Hepatocellular carcinoma (HCC) accounts for 80 to 90% of primary liver cancer. It is the fifth most common malignancy and is the third most common cause of cancer-related death. This application will test the novel approach of antivascular ultrasound for treating HCC. Our preliminary studies show that low- level ultrasound with intensities comparable to those used in treating physiotherapy patients, when used with microbubbles, disrupts tumor neovasculature and improves the survival of animals with implanted tumors. The goals of the research are to demonstrate the efficacy of antivascular ultrasound for treating HCC, and to identify the conditions of treatment that have high efficacy as measured both by imaging and survival of the animals with implanted liver tumors.
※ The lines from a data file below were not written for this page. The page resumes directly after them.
PR #1522, opened 2024-02-12
[#1472][part-3] fix(client): Fix occasional IllegalReferenceCountException issues in extremely rare scenarios

rickyma:

Improve the robustness of methods `ShuffleDataResult.release()` and `ShuffleIndexResult.release()` to fix occasional IllegalReferenceCountException issues in extremely rare scenarios.

A sub PR for: https://github.com/apache/incubator-uniffle/pull/1519

No.

Existing UTs.

### DIFF
--- a/common/src/main/java/org/apache/uniffle/common/netty/TransportFrameDecoder.java
+++ b/common/src/main/java/org/apache/uniffle/common/netty/TransportFrameDecoder.java
@@ -22,6 +22,7 @@ import java.util.LinkedList;
 import com.google.common.base.Preconditions;
 import io.netty.buffer.ByteBuf;
 import io.netty.buffer.CompositeByteBuf;
+import io.netty.buffer.EmptyByteBuf;
 import io.netty.buffer.Unpooled;
 import io.netty.channel.ChannelHandlerContext;
 import io.netty.channel.ChannelInboundHandlerAdapter;
@@ -84,7 +85,7 @@ public class TransportFrameDecoder extends ChannelInboundHandlerAdapter implemen
     if (msg == null || msg.body() == null || msg.body().byteBuf() == null) {
       return true;
     }
-    return msg.body().byteBuf().readableBytes() == 0;
+    return msg.body().byteBuf() instanceof EmptyByteBuf;
   }
 
   private void clear() {
--- a/common/src/main/java/org/apache/uniffle/common/netty/buffer/NettyManagedBuffer.java
+++ b/common/src/main/java/org/apache/uniffle/common/netty/buffer/NettyManagedBuffer.java
@@ -25,7 +25,7 @@ import io.netty.buffer.Unpooled;
 public class NettyManagedBuffer extends ManagedBuffer {
 
   public static final NettyManagedBuffer EMPTY_BUFFER =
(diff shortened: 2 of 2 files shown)


EnricoMi:
What if we would make sure that `this.buffer.release()` is called at most once?

```
  private boolean released = false;

  public synchronized void release() {
    if (! released && this.buffer != null) {
      this.buffer.release();
      released = true;
    }
  }
```

Then we wouldn't need to add logic that requires internal knowledge of `this.buffer.release()`.

rickyma:
> What if we would make sure that `this.buffer.release()` is called at most once?
> 
> ```
>   private boolean released = false;
> 
>   public synchronized void release() {
>     if (! released && this.buffer != null) {
>       this.buffer.release();
>       released = true;
>     }
>   }
> ```
> 
> Then we wouldn't need to add logic that requires internal knowledge of `this.buffer.release()`.

Your approach might not solve this issue. Because my previous code was written in a similar way to yours.
Currently, methods `ShuffleDataResult.release()` and `ShuffleIndexResult.release()` are called only once(at least, that's what the code suggests.), but `IllegalReferenceCountException` will still arise in extremely rare scenarios occasionally(not always). That means the `refCnt` of `ByteBuf` inside `ShuffleDataResult` and `ShuffleIndexResult` is already 0 when the first time methods `ShuffleDataResult.release()` and `ShuffleIndexResult.release()` are called. 

The cause is unclear at the moment, we can investigate further in the future. But at least for now, the changes I've made will definitely not cause any problems.

rickyma:
We need this fix currently. It will not cause any side effects. @jerqi

EnricoMi:
TBH, this looks more like a hack than a fix. Usually such issues won't be investigated further once a workaround is merged.

rickyma:
> TBH, this looks more like a hack than a fix. Usually such issues won't be investigated further once a workaround is merged.

I can add TODO in comments for now. It is a tricky bug. We need to fix this immediately.

rickyma:
> TBH, this looks more like a hack than a fix. Usually such issues won't be investigated further once a workaround is merged.

I can add TODO in comments for now. It is a tricky bug. We need to fix this immediately.

common/src/main/java/org/apache/uniffle/common/ShuffleDataResult.java
```diff
@@ -106,7 +106,7 @@ public boolean isEmpty() {
   }
 
   public void release() {
-    if (this.buffer != null) {
+    if (this.buffer != null && this.getDataBuf() != null && this.getDataBuf().refCnt() > 0) {
```
jerqi, line 109: Could we add some logs to help us to find the root cause of this issue?

rickyma:
The bug is fixed.

It is more like a follow-up PR for [#1455](https://github.com/apache/incubator-uniffle/pull/1455).

The previous approach could not distinguish between an `EMPTY_BUFFER` and a `Buffer` with a `readableBytes` value of zero.

@jerqi PTAL

jerqi (approved):
LGTM.

jerqi:
Merged to master. Thanks @rickyma for contribution! Thanks @EnricoMi for review!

The proposal has three Specific Aims.
Specific Aim 1 will investigate the relationship between blood flow and temperature change.
Specific Aim 2 will determine the ultrasound exposure conditions that produce tumor antivascular activity at the lowest possible exposure to ultrasound.
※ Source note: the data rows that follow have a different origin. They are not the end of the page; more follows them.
PR #1524, opened 2024-02-13
[#1472][part-4] feature(server): Introduce metrics for Netty's pinnedDirectMemory and usedDirectMemory

rickyma:

We need to know the exact direct memory usage of `PooledByteBufAllocator` in `Netty`.
So we should introduce metrics for Netty's `pinnedDirectMemory` and `usedDirectMemory`.

A sub PR for: https://github.com/apache/incubator-uniffle/pull/1519

No.

Existing UTs.

### DIFF
--- a/server/src/main/java/org/apache/uniffle/server/ShuffleServerMetrics.java
+++ b/server/src/main/java/org/apache/uniffle/server/ShuffleServerMetrics.java
@@ -79,6 +79,8 @@ public class ShuffleServerMetrics {
   private static final String USED_BUFFER_SIZE = "used_buffer_size";
   private static final String READ_USED_BUFFER_SIZE = "read_used_buffer_size";
   private static final String USED_DIRECT_MEMORY_SIZE = "used_direct_memory_size";
+  private static final String ALLOCATED_DIRECT_MEMORY_SIZE = "allocated_direct_memory_size";
+  private static final String PINNED_DIRECT_MEMORY_SIZE = "pinned_direct_memory_size";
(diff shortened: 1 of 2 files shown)


rickyma:
@jerqi PTAL

server/src/main/java/org/apache/uniffle/server/ShuffleServerMetrics.java
```diff
@@ -79,6 +79,8 @@ public class ShuffleServerMetrics {
   private static final String USED_BUFFER_SIZE = "used_buffer_size";
   private static final String READ_USED_BUFFER_SIZE = "read_used_buffer_size";
   private static final String USED_DIRECT_MEMORY_SIZE = "used_direct_memory_size";
+  private static final String ALLOCATED_DIRECT_MEMORY_SIZE = "allocated_direct_memory_size";
+  private static final String PINNED_DIRECT_MEMORY_SIZE = "pinned_direct_memory_size";
```
jerqi, line 83: What's the meaning of `pinned`?

rickyma: Refer to https://github.com/netty/netty/pull/1166. 

To be brief, it means the direct memory actually used by `PooledByteBufAllocator`,  which cannot be used anymore. If we use the old metric `usedDirectMemory`, we cannot tell whether the diect memory is cached by `PooledByteBufAllocator` or actually used.

jerqi: Could you give it a better name?

jerqi (approved):
LGTM, thanks @rickyma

Specific Aim 3 will evaluate the short-term and the long term-term therapeutic efficacy of single and multiple ultrasound treatments. We anticipate that the knowledge gained from the proposed research will lead to a new form of antivascular or vascular disrupting treatment for HCC. Of particular interest would be the ability of antivascular ultrasound to treat non-resectable small and large cancers frequently observed clinical. Advantages include the simplicity and small cost of low-intensity ultrasound technology, the use of quantitative ultrasound imaging to assess and monitor therapeutic efficacy at the time of treatment, and fewer unwanted side effects from the low-intensity ultrasound therapy compared to cytotoxic therapies. We anticipate that the results of this study will facilitate the translation of a novel ultrasound technology to the treatment of patients with HCC.
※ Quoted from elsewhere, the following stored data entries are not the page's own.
PR #1528, opened 2024-02-14
[#731] feat(spark): Make blockid layout configurable for Spark clients

### LINKED ISSUE #731: [FEATURE] Adaptive length of different parts of blockId

EnricoMi:
Make bit-lengths in block id (block id layout) configurable through dynamic client config from coordinator or client config. Block id layout can be created from RssConf, or where that is not available, is being passed around.
 
- Adds new options (defaults are equivalent to current values in `Constants`):
  - rss.client.blockId.sequenceNoBits
  - rss.client.blockId.partitionIdBits
  - rss.client.blockId.taskAttemptIdBits
- Adds block id layout to two requests (default is layout with current values in `Constants`).

Default values have moved from `Constants` into `BlockIdLayout`. The following replacements exist:
- `PARTITION_ID_MAX_LENGTH`: `BlockIdLayout.DEFAULT.partitionIdBits`
- `TASK_ATTEMPT_ID_MAX_LENGTH`: `BlockIdLayout.DEFAULT.taskAttemptIdBits`
- `ATOMIC_INT_MAX_LENGTH`: `BlockIdLayout.DEFAULT.sequenceNoBits`

The bit-lengths of sequence number, partition id and task attempt id in block id are defined in `common/src/main/java/org/apache/uniffle/common/util/Constants.java`. Changing these requires recompiling and redeploying the project. Making this configurable in `coordinator.conf`, `server.conf` or client-side would very useful.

Despite considerable technological advancements, the median survival of patients with hepatocellular carcinoma (HCC) continues to be dismal, and the age-adjusted incidence of HCC has consistently increased in the last two decades. This application proposes a new form of treatment that uses ultrasound in combination with microscopic bubbles to treat primary liver neoplasia. The attractive feature of the proposed method is that the same agent can be used for therapy and monitoring its response by simply changing the sonication condition. The proposed method could be a novel treatment for HCC. Since the survival of several thousand cells depends on every individual blood vessel, disruption of blood vessels, in principle, would destroy a large fraction of the cancer cell population. A successful outcome of this study will optimize the technique and establish its efficacy for HCC treatment. The preliminary results are promising and we anticipate the results of this study will pave the way for future clinical trials of this new cancer treatment.